Iran, an exporter of considerable volumes of steel, has been vocal in siding with Hamas.
In the first six months of the current Persian Year, Iran's finished steel exports stood at 1.53 mnt, showing an 8% growth y-o-y, as per data from the Iranian Steel Producers Association. Iran mainly exports to a few Southeast Asian countries and this trade flow may remain undisrupted. However, the equation may change subsequently if a few other Arab steel producing and exporting countries like Egypt and Algeria joint the war. "In such an event taking place, there would be a major fallout on energy prices and the steel trade," the source told SteelMint.
Crude and energy worries
What makes this piece of ongoing conflict fraught with alarm is that more than 30% of the global crude oil production is concentrated in the Middle East.
While Iran's support alone may not have been of very high concern, the fact that other Arab states have shown solidarity with Palestinians is to be factored in.

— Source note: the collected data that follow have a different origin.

PR #2117, opened 2024-11-27
fix: assert valid jarm response

auer-martin:


TimoGlastra:
Maybe we can add a test covering this?

auer-martin:
I added a basic test. It works, but I am not sure if we should include it like this.

packages/openid4vc/tests/openid4vc.e2e.test.ts
```diff
@@ -1857,6 +1858,112 @@ describe('OpenId4Vc', () => {
...
+    requestPayload.response_mode = ResponseMode.DIRECT_POST
+
+    await expect(
+      holder.agent.modules.openId4VcHolder.acceptSiopAuthorizationRequest({
+        authorizationRequest: resolvedAuthorizationRequest.authorizationRequest,
+        presentationExchange: {
+          credentials: selectedCredentials,
+        },
+      })
+    ).rejects.toThrow()
```
TimoGlastra, line 1964: I think this test makes sense and is a good addition 👍 . Is there anything returned in the error indicating we're missing response encryption? Would be nice if this `toThrow` contains something that asserts it's the JARM that is failing here. (it also helps the client interacting with Credo as a verifier to see what's missing)

auer-martin: Nah, there was not. I added a cause property now.

packages/openid4vc/src/shared/router/context.ts
```diff
@@ -83,7 +83,7 @@ export function sendErrorResponse(
   error: unknown,
   additionalPayload?: Record<string, unknown>
 ) {
-  const body = { error: message, ...additionalPayload }
+  const body = { error: message, ...(error instanceof Error && { cause: error.message }), ...additionalPayload }
```
TimoGlastra, line 86: This is not compliant with the spec. there is error and error_description. But we should be cautious with just returning the error message for unknown errors.

For oid4vci i reworked it to now throw a `Oauth2ServerErrorResponseError ` and in the place where `sendErrorResponse` is called i first check for   instanceof Oauth2ServerErrorResponseError and then call `sendOauth2ErrorResponse`. Then we make sure only error messages that should be leaked to the client are leaked. (Because we only construct a `Oauth2ServerErrorResponseError` if needed. Can you udpate?

TimoGlastra (approved):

These include Egypt, Algeria, Bahrain, Morocco, Turkiye, Yemen, Tunisia and Kuwait.
Global organizations are concerned over the possible impact, even if not immediate, on crude oil and energy prices, as the Arab world thronged in support of Hamas.

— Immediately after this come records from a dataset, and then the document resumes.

PR #2124, opened 2024-12-05
fix: Anoncreds Offer Attachment Type

gmulhearn:
issue-credential-v2 anoncreds didcomm attachments are sending with `anoncreds/credential@v1.0` format type rather than `anoncreds/credential-offer@v1.0`

spec:
https://github.com/hyperledger/aries-rfcs/blob/main/features/0771-anoncreds-attachments/README.md#credential-offer-format

### DIFF
--- a/packages/anoncreds/src/formats/AnonCredsCredentialFormatService.ts
+++ b/packages/anoncreds/src/formats/AnonCredsCredentialFormatService.ts
@@ -567,7 +567,7 @@ export class AnonCredsCredentialFormatService implements CredentialFormatService
     // if the proposal has an attachment Id use that, otherwise the generated id of the formats object
     const format = new CredentialFormatSpec({
       attachmentId: attachmentId,
-      format: ANONCREDS_CREDENTIAL,
+      format: ANONCREDS_CREDENTIAL_OFFER,
     })
 
     const offer = await anonCredsIssuerService.createCredentialOffer(agentContext, {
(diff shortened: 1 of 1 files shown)


packages/anoncreds/src/formats/AnonCredsCredentialFormatService.ts
```diff
@@ -567,7 +567,7 @@ export class AnonCredsCredentialFormatService implements CredentialFormatService
     // if the proposal has an attachment Id use that, otherwise the generated id of the formats object
     const format = new CredentialFormatSpec({
       attachmentId: attachmentId,
-      format: ANONCREDS_CREDENTIAL,
+      format: ANONCREDS_CREDENTIAL_OFFER,
```
TimoGlastra, line 570: I wanted to make sure this won't break previous versions, but we basically allow any of the identifiers for all messags, which is a bit weird but in this case helps a lot (but probably also why we didn't dettect this for so long)

TimoGlastra (approved):

packages/anoncreds/src/formats/AnonCredsCredentialFormatService.ts
gmulhearn: yep makes sense. i'm not sure if you guys had been interop testing with acapy, but they also have some minor issues with the attachment naming which i imagine would cause interop issues (see https://github.com/openwallet-foundation/acapy/pull/3374). Hopefully after that we can have some good interop. this is specifically coming up as i've been testing out cheqd anoncreds (being introduced to acapy soon).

The International Energy Agency, in its latest monthly oil market report, said, while the Israel-Hamas war had not yet had a direct impact on physical supply, oil markets would "remain on tenterhooks" as the crisis unfolds.
"The Middle East conflict is fraught with uncertainty and events are fast developing," the IEA said in its report.
Investors are closely monitoring the potential for output disruptions in the Middle East.
The IEA further noted that the Middle East accounts for more than one third of the global seaborne oil trade, and the Israel-Hamas conflict has ratcheted up fears that regional energy production may be affected.
A disruption in crude oil and energy supply would again lead to spiraling energy prices which had eased a bit and given economies a breather. On 1 July, 2023, the energy price cap dropped to ILS 1,976 and fell further on 1 October, 2023 to ILS 1,834, but it is still significantly higher than what it was in late 2021 before the energy crisis hit. The benchmark WTI crude oil has fallen off from the May 2022 levels of $121/barrel to $83/barrel.
"If crude price rises then the freight component will increase. Otherwise, I do not see any other major impact - unless, the Suez Canal shuts down, which is quite a distance from Israel," said a source.
Outlook
Higher oil and energy prices will inevitably raise costs of goods and services and lead to widespread inflation.
The International Monetary Fund has already sounded the alarm bell that the Israel-Hamas war could spur inflation and hamper global growth if it turns into a wider conflict that causes a significant increase in oil prices.
Gita Gopinath, IMF First Deputy Managing Director, in an interview to Bloomberg, said, that a 10% increase in oil prices leads to inflation being 0.4 percentage points higher a year later. Under that scenario, global output falls by 0.15 percentage point. That would add to an already difficult environment for inflation and growth that is challenging central banks.
Further inflationary pressures would have an eventual negative impact on all commodities, including steel, as end-users see an inevitable dip in consumption.